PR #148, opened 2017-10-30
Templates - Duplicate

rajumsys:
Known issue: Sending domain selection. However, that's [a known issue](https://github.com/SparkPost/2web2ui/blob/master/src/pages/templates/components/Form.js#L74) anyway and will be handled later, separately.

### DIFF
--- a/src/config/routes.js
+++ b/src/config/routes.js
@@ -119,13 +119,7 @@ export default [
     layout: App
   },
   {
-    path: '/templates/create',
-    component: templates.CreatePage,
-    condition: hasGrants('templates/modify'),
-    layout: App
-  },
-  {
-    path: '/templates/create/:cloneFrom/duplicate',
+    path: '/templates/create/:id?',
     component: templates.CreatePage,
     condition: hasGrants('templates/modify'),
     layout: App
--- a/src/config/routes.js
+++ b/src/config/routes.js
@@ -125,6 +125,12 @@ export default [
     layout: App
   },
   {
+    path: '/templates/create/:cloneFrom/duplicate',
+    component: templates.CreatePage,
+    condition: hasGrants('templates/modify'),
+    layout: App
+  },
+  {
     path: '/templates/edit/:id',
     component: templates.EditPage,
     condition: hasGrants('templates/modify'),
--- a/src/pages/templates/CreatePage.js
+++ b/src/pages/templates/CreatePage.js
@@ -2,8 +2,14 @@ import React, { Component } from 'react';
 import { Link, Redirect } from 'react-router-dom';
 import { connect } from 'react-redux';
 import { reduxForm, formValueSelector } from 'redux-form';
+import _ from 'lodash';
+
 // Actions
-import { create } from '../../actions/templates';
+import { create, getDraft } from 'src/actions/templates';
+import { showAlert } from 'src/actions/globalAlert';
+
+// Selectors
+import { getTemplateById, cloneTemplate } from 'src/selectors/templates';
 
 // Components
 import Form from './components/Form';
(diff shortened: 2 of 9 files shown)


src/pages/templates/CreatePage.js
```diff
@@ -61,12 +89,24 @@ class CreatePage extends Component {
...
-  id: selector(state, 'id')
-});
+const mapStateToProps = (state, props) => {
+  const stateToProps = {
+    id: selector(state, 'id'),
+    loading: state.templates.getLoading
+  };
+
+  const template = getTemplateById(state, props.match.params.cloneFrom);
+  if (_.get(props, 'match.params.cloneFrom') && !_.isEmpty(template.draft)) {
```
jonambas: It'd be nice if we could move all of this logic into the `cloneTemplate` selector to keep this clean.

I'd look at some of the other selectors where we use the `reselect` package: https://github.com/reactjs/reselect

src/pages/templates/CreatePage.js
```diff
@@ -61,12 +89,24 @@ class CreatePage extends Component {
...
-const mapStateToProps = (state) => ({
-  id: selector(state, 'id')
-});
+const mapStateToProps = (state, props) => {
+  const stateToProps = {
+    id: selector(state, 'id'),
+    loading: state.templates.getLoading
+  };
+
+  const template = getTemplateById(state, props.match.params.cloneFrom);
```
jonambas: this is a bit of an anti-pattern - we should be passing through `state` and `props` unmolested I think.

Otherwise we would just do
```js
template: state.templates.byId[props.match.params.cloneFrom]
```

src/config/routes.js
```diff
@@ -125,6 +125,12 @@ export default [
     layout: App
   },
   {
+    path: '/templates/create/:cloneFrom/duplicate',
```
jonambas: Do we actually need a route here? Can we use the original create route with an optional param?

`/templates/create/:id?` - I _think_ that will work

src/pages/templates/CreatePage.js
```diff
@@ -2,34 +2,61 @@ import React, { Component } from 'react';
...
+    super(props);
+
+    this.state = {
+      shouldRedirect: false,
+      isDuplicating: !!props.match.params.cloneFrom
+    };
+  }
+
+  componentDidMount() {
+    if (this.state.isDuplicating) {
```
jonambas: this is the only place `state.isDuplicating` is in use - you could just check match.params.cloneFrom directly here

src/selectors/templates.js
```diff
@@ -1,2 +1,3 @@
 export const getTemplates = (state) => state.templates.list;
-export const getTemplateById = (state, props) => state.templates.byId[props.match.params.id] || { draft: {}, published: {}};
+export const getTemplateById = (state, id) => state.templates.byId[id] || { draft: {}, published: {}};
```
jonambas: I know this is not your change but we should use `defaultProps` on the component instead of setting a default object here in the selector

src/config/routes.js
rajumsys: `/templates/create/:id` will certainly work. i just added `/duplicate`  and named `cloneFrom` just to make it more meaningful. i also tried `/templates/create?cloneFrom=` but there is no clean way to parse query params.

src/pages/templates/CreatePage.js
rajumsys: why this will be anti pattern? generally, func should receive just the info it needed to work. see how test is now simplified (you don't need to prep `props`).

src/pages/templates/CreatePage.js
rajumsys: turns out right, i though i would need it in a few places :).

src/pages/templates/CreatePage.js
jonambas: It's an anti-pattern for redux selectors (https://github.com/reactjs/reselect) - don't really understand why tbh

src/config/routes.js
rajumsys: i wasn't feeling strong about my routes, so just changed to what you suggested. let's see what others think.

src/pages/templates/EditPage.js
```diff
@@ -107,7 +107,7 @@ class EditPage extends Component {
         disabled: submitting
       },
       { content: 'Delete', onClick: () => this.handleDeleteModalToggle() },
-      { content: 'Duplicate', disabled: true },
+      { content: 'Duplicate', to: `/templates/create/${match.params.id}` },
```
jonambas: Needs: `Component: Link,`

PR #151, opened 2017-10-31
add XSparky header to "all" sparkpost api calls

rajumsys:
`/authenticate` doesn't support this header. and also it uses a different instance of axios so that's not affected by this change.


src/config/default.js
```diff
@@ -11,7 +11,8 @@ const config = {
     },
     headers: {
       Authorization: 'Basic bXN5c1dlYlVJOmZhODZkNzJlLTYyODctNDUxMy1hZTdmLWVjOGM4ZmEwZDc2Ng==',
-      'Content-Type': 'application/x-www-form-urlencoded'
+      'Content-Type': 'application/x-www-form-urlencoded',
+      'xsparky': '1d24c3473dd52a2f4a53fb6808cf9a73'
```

## What this task involves:
Find how many lines above include "default"; reply with the number only.

## Solved exercise:
5